Could you print exactly the lines of the listing below, starting at the line that has "PR #1271, opened 2021-12-19" and ending at the line that has "Thanks @BlakeCampbells! My", and only those lines?

▸ DATA:
★ ★ ★ ★
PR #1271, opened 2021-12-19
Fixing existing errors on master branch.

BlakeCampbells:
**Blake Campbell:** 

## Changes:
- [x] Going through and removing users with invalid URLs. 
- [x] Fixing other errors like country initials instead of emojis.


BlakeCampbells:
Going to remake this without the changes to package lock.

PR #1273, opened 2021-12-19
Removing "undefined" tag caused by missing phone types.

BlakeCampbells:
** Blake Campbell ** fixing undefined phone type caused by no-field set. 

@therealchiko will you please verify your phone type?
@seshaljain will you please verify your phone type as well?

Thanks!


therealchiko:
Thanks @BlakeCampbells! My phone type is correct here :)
★ ★ ★ ★
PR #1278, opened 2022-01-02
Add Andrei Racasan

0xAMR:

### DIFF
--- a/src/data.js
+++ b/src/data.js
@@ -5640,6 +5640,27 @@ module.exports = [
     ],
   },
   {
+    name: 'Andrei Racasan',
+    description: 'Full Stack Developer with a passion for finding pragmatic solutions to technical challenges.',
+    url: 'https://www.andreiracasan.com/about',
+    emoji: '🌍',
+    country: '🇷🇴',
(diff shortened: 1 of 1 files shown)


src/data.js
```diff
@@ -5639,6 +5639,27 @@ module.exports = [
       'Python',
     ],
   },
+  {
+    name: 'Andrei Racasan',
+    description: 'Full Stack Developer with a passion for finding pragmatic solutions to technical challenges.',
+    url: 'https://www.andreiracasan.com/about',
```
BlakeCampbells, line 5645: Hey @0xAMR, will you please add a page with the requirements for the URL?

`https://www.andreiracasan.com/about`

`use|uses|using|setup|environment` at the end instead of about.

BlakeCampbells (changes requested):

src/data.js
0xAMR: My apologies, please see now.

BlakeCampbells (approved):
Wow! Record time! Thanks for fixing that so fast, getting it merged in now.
★ ★ ★ ★
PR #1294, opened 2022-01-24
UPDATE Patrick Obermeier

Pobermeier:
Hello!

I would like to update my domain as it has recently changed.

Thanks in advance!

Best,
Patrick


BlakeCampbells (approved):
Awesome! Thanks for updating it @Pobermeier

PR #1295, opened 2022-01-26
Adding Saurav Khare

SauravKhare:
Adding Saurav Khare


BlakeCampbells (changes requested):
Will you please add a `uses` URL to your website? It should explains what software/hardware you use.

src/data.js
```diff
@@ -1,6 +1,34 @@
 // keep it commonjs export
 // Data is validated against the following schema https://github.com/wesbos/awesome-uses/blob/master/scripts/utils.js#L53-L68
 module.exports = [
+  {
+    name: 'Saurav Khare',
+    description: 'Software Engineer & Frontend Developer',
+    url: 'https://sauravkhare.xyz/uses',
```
★ ★ ★ ★
▸ SOLUTION:
PR #1271, opened 2021-12-19
Fixing existing errors on master branch.

BlakeCampbells:
**Blake Campbell:** 

## Changes:
- [x] Going through and removing users with invalid URLs. 
- [x] Fixing other errors like country initials instead of emojis.


BlakeCampbells:
Going to remake this without the changes to package lock.

PR #1273, opened 2021-12-19
Removing "undefined" tag caused by missing phone types.

BlakeCampbells:
** Blake Campbell ** fixing undefined phone type caused by no-field set. 

@therealchiko will you please verify your phone type?
@seshaljain will you please verify your phone type as well?

Thanks!


therealchiko:
Thanks @BlakeCampbells! My phone type is correct here :)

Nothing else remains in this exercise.